PR #4925, opened 2023-01-10
PIX: Fix overactive assert in value-to-declare pass

jeffnn:
This assert fires (fired!) under many PIX tests. No actual functional change required.

### DIFF
--- a/lib/DxilPIXPasses/DxilDbgValueToDbgDeclare.cpp
+++ b/lib/DxilPIXPasses/DxilDbgValueToDbgDeclare.cpp
@@ -864,8 +864,11 @@ VariableRegisters::VariableRegisters(
 {
   PopulateAllocaMap(Ty);
   m_Offsets.AlignTo(Ty); // For padding.
+
+  // (min16* types can occupy 16 or 32 bits depending on whether or not they are natively supported.
+  // If non-native, the alignment will be 32, but the claimed size will still be 16, hence the "max" here)
   assert(m_Offsets.GetCurrentAlignedOffset() ==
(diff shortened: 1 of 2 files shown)


lib/DxilPIXPasses/DxilDbgValueToDbgDeclare.cpp
```diff
@@ -864,8 +864,11 @@ VariableRegisters::VariableRegisters(
 {
   PopulateAllocaMap(Ty);
   m_Offsets.AlignTo(Ty); // For padding.
+
+  // (min16* types can occupy 16 or 32 bits depending on whether or not they are natively supported.
+  // If non-native, the alignment will be 32, but the claimed size will still be 16, hence the "max" here)
   assert(m_Offsets.GetCurrentAlignedOffset() ==
-         DITypePeelTypeAlias(Ty)->getSizeInBits());
+         std::max<uint64_t>(DITypePeelTypeAlias(Ty)->getSizeInBits(), DITypePeelTypeAlias(Ty)->getAlignInBits()));
```
adam-yang, line 871: Does `getAlignInBits` return 32 for 16 bit types when 16bit types are not natively supported?

jeffnn: When not natively supported, getAlignInBits returns 32, and getSizeInBits returns 16.

adam-yang: Got it. Just making sure.

adam-yang (approved):
LGTM!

________

▶ _Exercise details_:
Copy every line above without changes.

▶ _Problem solution_:
PR #4925, opened 2023-01-10
PIX: Fix overactive assert in value-to-declare pass

jeffnn:
This assert fires (fired!) under many PIX tests. No actual functional change required.

### DIFF
--- a/lib/DxilPIXPasses/DxilDbgValueToDbgDeclare.cpp
+++ b/lib/DxilPIXPasses/DxilDbgValueToDbgDeclare.cpp
@@ -864,8 +864,11 @@ VariableRegisters::VariableRegisters(
 {
   PopulateAllocaMap(Ty);
   m_Offsets.AlignTo(Ty); // For padding.
+
+  // (min16* types can occupy 16 or 32 bits depending on whether or not they are natively supported.
+  // If non-native, the alignment will be 32, but the claimed size will still be 16, hence the "max" here)
   assert(m_Offsets.GetCurrentAlignedOffset() ==
(diff shortened: 1 of 2 files shown)


lib/DxilPIXPasses/DxilDbgValueToDbgDeclare.cpp
```diff
@@ -864,8 +864,11 @@ VariableRegisters::VariableRegisters(
 {
   PopulateAllocaMap(Ty);
   m_Offsets.AlignTo(Ty); // For padding.
+
+  // (min16* types can occupy 16 or 32 bits depending on whether or not they are natively supported.
+  // If non-native, the alignment will be 32, but the claimed size will still be 16, hence the "max" here)
   assert(m_Offsets.GetCurrentAlignedOffset() ==
-         DITypePeelTypeAlias(Ty)->getSizeInBits());
+         std::max<uint64_t>(DITypePeelTypeAlias(Ty)->getSizeInBits(), DITypePeelTypeAlias(Ty)->getAlignInBits()));
```
adam-yang, line 871: Does `getAlignInBits` return 32 for 16 bit types when 16bit types are not natively supported?

jeffnn: When not natively supported, getAlignInBits returns 32, and getSizeInBits returns 16.

adam-yang: Got it. Just making sure.

adam-yang (approved):
LGTM!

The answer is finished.